*Work task*. The lines to copy are those in the listing below that contain the word "autogenerate".
[Opening Records supplied section]
PR #7627, opened 2023-04-26
add liquidjs as an explicit dev dependency

tpetr:
We've seen intermittent failures in the JS build because I forgot to add `liquidjs` as an explicit dev dependency, which results in races when multiple instances of npx try to globally install liquidjs at the same time.

### DIFF
--- a/js/languages/bash/package-lock.json
+++ b/js/languages/bash/package-lock.json
@@ -13,7 +13,8 @@
       },
       "devDependencies": {
         "esbuild": "^0.17.17",
-        "jest": "^29.5.0"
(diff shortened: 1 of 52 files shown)


aryx (approved):
All this duplication show the need maybe to factorize things? Maybe we can autogenerate those package.json as one of the Make step?

tpetr:
We already auto-generate package.json via make, they just get checked into GitHub once they’ve been created. I agree that it’s getting a bit ridiculous, though. I can move package.json generation into the dist folder (i.e. autogenerate at build time) in a separate PR 👍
[Closing Records supplied section]
*Finished task*.
All this duplication show the need maybe to factorize things? Maybe we can autogenerate those package.json as one of the Make step?
We already auto-generate package.json via make, they just get checked into GitHub once they’ve been created. I agree that it’s getting a bit ridiculous, though. I can move package.json generation into the dist folder (i.e. autogenerate at build time) in a separate PR 👍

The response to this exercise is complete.